With people here from so many places I was just wondering about different foods people eat. Which foods from this list have you eaten before?

crawdads
grits
collards
sweet potatoes
yams
chicken liver
pork liver
okra
purple hull, crowder or black eye peas
hog jowl

These are a few things  that I like to eat except the yams. I've never seen a yam but I put them here because lots of people think they are the same as sweet potatoes and some of you might live in countries where they are available.


----------



## Old Hipster

Sweet taters and yams, nothing else on the list. I shy away from internal organs and for some reason hog jowls really don't sound that inviting. I like Dark Red Kidney beans in chili and I do make 15 bean soup sometimes, so I am sure there are some black eyed peas in that mixture.

Here are some Northwest favorites anybody else eat these? 

Chantrelle mushrooms
Razor Clams
Butter Clams
Dungeness Crab
King Crab
Sock-eye salmon
King Salmon
Copper River Salmon
Coho
Chinook
Steelhead
Smelt


----------



## SifuPhil

... I eat bread and butter and pizza ... 

You people are _strange_.


----------



## SeaBreeze

Rkunsaw, I've eaten sweet potatoes, yams, okra, and black eyed peas.  Old Hipster, I've had and enjoy Dungeness Crab, King salmon, Sock-eye salmon, Copper River salmon, Coho, Chinook and Steelhead.


----------



## That Guy

SifuPhil said:


> ... I eat bread and butter and pizza ...
> 
> You people are _strange_.



Ah, the culinary gourmet delights.


----------



## That Guy

Grits is the only thing on rkunsaw's list I've enjoyed but, right in line with everything on Old Hipster and SifuPhil's lists.


----------



## Happyflowerlady

I have eaten quite a few of the things on the different lists, but definitely not yams. I used to think that the yellowish ones were sweet potatoes, and the orange ones were yams, but  I have since read that yams are native to Africa and parts of Asia, and all of the ones we have growing here in America are actually different types of sweet potatoes, just different sizes, colors, textures, and flavors of the same vegetable, sort of like all the different types of tomatoes we grow.

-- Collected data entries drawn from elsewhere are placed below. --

Issue #6622, opened 2024-06-03
feat(console): show resource status


skyrpex:
The intent of this change is to improve the Console diagnostics when a construct fails to initialize during inflight.

![image](https://github.com/winglang/wing/assets/1077520/1e491fe6-2848-4897-ad93-39643be08085)

- The map view will show a small indicator for every construct that failed to initialize (e.g. red circle with exclamation mark), or that it's depending on a resource that failed (e.g. gray circle with a pause icon)
- The tree view will also show small indicators
- The inspector view will also show indicators
- The logs view will show the initialization errors

Also, the simulator should emit these events for every resource:

- starting, error, stopping, started, stopped

Proposal: #6593.

skyrpex:
@eladb @Chriscbr I have a problem. I'm trying to implement the new statuses of resources: starting, error, stopping, started, stopped. But see the following example:

```wing
bring sim;
new sim.Resource(inflight (ctx) => {
  throw "oops";
}) as "MyResource";
```

The "oops" error is logged after `MyResource` is successfully started, and there's no way for me to infer that it really was an initialization error afterwards.

I'm currently trying to figure out if I can change how this works and run these initialization inflights before marking a resource as "started", but may need a hand.

Chriscbr:
I think we need to update the simulator so when it's initializing resources, if any resource fails to start, we should stop all resources that were started instead of continuing to initialize other resources. (It seems like I'm able to find some examples where this doesn't happen) @eladb WDYT?

skyrpex:
I wouldn't stop all resources but any resources that depend on resources that failed to initialize.

It'd be beneficial to allow interacting with whatever is working from the app IMO, and also to detect more than one problem in different unrelated resources, too.

eladb:
I am with Chris. Let's keep this transactional and simple.

I am not sure I see much value in interacting with an app that didn't fully initialize properly.

(For example, in CloudFormation if an update fails, it reverts back all the updated resources)

skyrpex:
Fair enough, will do it tha way 👍🏻

PR #6625, opened 2024-06-03
fix(console): runtime errors do not appear in the logs

skyrpex:
In some instances, runtime errors when invoking `cloud.Function` won't appear in the logs, or they may appear under Verbose logs.

Related to #6622 but doesn't close it.

### DIFF
--- a/libs/wingsdk/src/simulator/simulator.ts
+++ b/libs/wingsdk/src/simulator/simulator.ts
@@ -931,7 +931,7 @@ export class Simulator {
               status: "failure",
             },
             type: TraceType.RESOURCE,
-            level: LogLevel.VERBOSE,
+            level: LogLevel.ERROR,
             sourcePath: resourceConfig.path,
             sourceType: resourceConfig.type,
             timestamp: new Date().toISOString(),
--- a/tools/hangar/__snapshots__/error.ts.snap
+++ b/tools/hangar/__snapshots__/error.ts.snap
@@ -30,7 +30,52 @@ Duration <DURATION>"
 `;
 
 exports[`inflight_stacktraces.test.w 1`] = `
-"fail ┌ inflight_stacktraces.test.wsim » root/env0/test:assert              
+"[ERROR] assert | Error: assertion failed: false
+  --> ../../../examples/tests/error/inflight_stacktraces.test.w:7:3
+  | let bucket = new cloud.Bucket();
+  | 
+  | test \\"assert\\" {
+7 |   assert(false);
+  |   ^
+at <ABSOLUTE>/inflight_stacktraces.test.w:7:3
+[ERROR] expect.equal | Error: Expected values to be strictly deep-equal:
+
+1 !== 2
+
+   --> ../../../examples/tests/error/inflight_stacktraces.test.w:11:3
+   | }
+   | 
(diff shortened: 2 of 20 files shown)


skyrpex:
@ainvoner not sure if the snapshots should have those errors, though. Not sure where they come from 🤔

skyrpex:
@MarkMcCulloh can you please review? 🙏🏻

skyrpex:
I restored the consoleLogger.ts so it only logs to the Console UI errors with `source=user`. There's a problem, though, and it's that when invoking a function from the UI, the error will be logged as `source=compiler`. Will check if I can fix that.

```wing
bring cloud;
// The trace is emitted with source=compiler.
new cloud.Function(inflight (ctx) => {
  throw "oops";
});
```

skyrpex:
We may want to revisit our logging system in the Console, since it may have lost its meaning. Anyways, we are now logging runtime errors properly in the Console logs view.

As a side effect, additional error logs appear in the test snapshots (which seems the correct behavior to me).

tools/hangar/__snapshots__/error.ts.snap
```diff
@@ -30,7 +30,52 @@ Duration <DURATION>"
...
 exports[`inflight_stacktraces.test.w 1`] = `
-"fail ┌ inflight_stacktraces.test.wsim » root/env0/test:assert              
+"[ERROR] assert | Error: assertion failed: false
+  --> ../../../examples/tests/error/inflight_stacktraces.test.w:7:3
+  | let bucket = new cloud.Bucket();
+  | 
+  | test \\"assert\\" {
+7 |   assert(false);
+  |   ^
+at <ABSOLUTE>/inflight_stacktraces.test.w:7:3
```
MarkMcCulloh, line 40: This is the same as the error printed below, I don't think we want this duplicated

tools/hangar/__snapshots__/error.ts.snap
```diff
@@ -30,7 +30,52 @@ Duration <DURATION>"
...
+
+   --> ../../../examples/tests/error/inflight_stacktraces.test.w:11:3
+   | }
+   | 
+   | test \\"expect.equal\\" {
+11 |   expect.equal(1,2 );
+   |   ^
+at <ABSOLUTE>/inflight_stacktraces.test.w:11:3
+[ERROR] bucket failed delete | Error: Object does not exist (key=doesn't exist).
+[ERROR] bucket failed delete | Error: Object does not exist (key=doesn't exist).
```
MarkMcCulloh, line 53: This is a "caught" exception. By default I don't think we want to see these printed

libs/wingsdk/src/simulator/simulator.ts
```diff
@@ -931,7 +931,7 @@ export class Simulator {
               status: "failure",
             },
             type: TraceType.RESOURCE,
-            level: LogLevel.VERBOSE,
+            level: LogLevel.ERROR,
```
MarkMcCulloh, line 934: Not sure what to do here, but I think we need to somehow distinguish caught error and uncaught errors

skyrpex:
Thanks for the feedback, Mark. I'm closing this down to gather my thought and also some data because I feel there's something fundamentally wrong with the current logging setup.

http://www.huffingtonpost.com/2013/11/25/difference-between-sweet-potatoes-and-yams_n_1097840.html


----------



## rkunsaw

On Old Hipster's list I've had clams and salmon. I have no idea what variety they were.

 I was sure a lot of you folks wouldn't be familiar with things like okra and grits.:lol:  I had sausage, egg and grits this morning.


----------



## Pappy

I will be having eggs, toast, bacon and grits this Sunday for breakfast. Grits are very popular down here. I will pass on the okra though.


----------



## Ozarkgal

Everything on all the lists, except crawdads...nope, nope nope...I prefer OH's list, being from the Pacific NW and raised on seafood. 
	

	
	
		
		

		
			





 Pizza and bread and butter are high on my list too, Phil...just not exclusively.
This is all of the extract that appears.